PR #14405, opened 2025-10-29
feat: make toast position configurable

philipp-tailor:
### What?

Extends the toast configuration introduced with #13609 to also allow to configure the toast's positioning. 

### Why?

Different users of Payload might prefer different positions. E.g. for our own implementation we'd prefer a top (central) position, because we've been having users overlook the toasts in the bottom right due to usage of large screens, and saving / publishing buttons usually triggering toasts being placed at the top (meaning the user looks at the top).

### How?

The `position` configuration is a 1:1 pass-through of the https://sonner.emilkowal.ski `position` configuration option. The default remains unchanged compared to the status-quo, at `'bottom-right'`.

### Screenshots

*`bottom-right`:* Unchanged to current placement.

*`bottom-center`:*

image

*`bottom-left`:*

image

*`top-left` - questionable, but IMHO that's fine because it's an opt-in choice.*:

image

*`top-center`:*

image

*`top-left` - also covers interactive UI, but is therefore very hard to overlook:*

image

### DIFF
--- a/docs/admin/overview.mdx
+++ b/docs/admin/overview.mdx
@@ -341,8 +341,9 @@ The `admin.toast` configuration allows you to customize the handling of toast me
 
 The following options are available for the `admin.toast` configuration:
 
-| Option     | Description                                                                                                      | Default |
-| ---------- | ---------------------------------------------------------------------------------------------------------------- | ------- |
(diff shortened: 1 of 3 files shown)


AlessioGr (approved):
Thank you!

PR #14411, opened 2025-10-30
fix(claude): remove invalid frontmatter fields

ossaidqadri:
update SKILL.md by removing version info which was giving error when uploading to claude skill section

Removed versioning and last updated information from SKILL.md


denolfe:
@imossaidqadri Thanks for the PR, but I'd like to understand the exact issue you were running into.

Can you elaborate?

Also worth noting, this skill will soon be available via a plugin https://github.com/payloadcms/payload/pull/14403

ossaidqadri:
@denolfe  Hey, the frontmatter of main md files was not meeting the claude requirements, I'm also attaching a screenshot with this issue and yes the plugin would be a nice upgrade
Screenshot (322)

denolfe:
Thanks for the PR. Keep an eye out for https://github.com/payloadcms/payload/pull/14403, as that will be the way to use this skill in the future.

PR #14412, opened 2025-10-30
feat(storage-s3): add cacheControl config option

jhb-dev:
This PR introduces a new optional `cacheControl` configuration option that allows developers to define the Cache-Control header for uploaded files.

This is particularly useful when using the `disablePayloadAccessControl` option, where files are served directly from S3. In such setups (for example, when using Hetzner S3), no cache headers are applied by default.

• [ABOUT THIS TASK]: Transcribe all the entries, keeping each one exactly as it is.

• [EXERCISE RESULT]:
PR #14405, opened 2025-10-29
feat: make toast position configurable

philipp-tailor:
### What?

Extends the toast configuration introduced with #13609 to also allow to configure the toast's positioning. 

### Why?

Different users of Payload might prefer different positions. E.g. for our own implementation we'd prefer a top (central) position, because we've been having users overlook the toasts in the bottom right due to usage of large screens, and saving / publishing buttons usually triggering toasts being placed at the top (meaning the user looks at the top).

### How?

The `position` configuration is a 1:1 pass-through of the https://sonner.emilkowal.ski `position` configuration option. The default remains unchanged compared to the status-quo, at `'bottom-right'`.

### Screenshots

*`bottom-right`:* Unchanged to current placement.

*`bottom-center`:*

image

*`bottom-left`:*

image

*`top-left` - questionable, but IMHO that's fine because it's an opt-in choice.*:

image

*`top-center`:*

image

*`top-left` - also covers interactive UI, but is therefore very hard to overlook:*

image

### DIFF
--- a/docs/admin/overview.mdx
+++ b/docs/admin/overview.mdx
@@ -341,8 +341,9 @@ The `admin.toast` configuration allows you to customize the handling of toast me
 
 The following options are available for the `admin.toast` configuration:
 
-| Option     | Description                                                                                                      | Default |
-| ---------- | ---------------------------------------------------------------------------------------------------------------- | ------- |
(diff shortened: 1 of 3 files shown)


AlessioGr (approved):
Thank you!

PR #14411, opened 2025-10-30
fix(claude): remove invalid frontmatter fields

ossaidqadri:
update SKILL.md by removing version info which was giving error when uploading to claude skill section

Removed versioning and last updated information from SKILL.md


denolfe:
@imossaidqadri Thanks for the PR, but I'd like to understand the exact issue you were running into.

Can you elaborate?

Also worth noting, this skill will soon be available via a plugin https://github.com/payloadcms/payload/pull/14403

ossaidqadri:
@denolfe  Hey, the frontmatter of main md files was not meeting the claude requirements, I'm also attaching a screenshot with this issue and yes the plugin would be a nice upgrade
Screenshot (322)

denolfe:
Thanks for the PR. Keep an eye out for https://github.com/payloadcms/payload/pull/14403, as that will be the way to use this skill in the future.

PR #14412, opened 2025-10-30
feat(storage-s3): add cacheControl config option

jhb-dev:
This PR introduces a new optional `cacheControl` configuration option that allows developers to define the Cache-Control header for uploaded files.

This is particularly useful when using the `disablePayloadAccessControl` option, where files are served directly from S3. In such setups (for example, when using Hetzner S3), no cache headers are applied by default.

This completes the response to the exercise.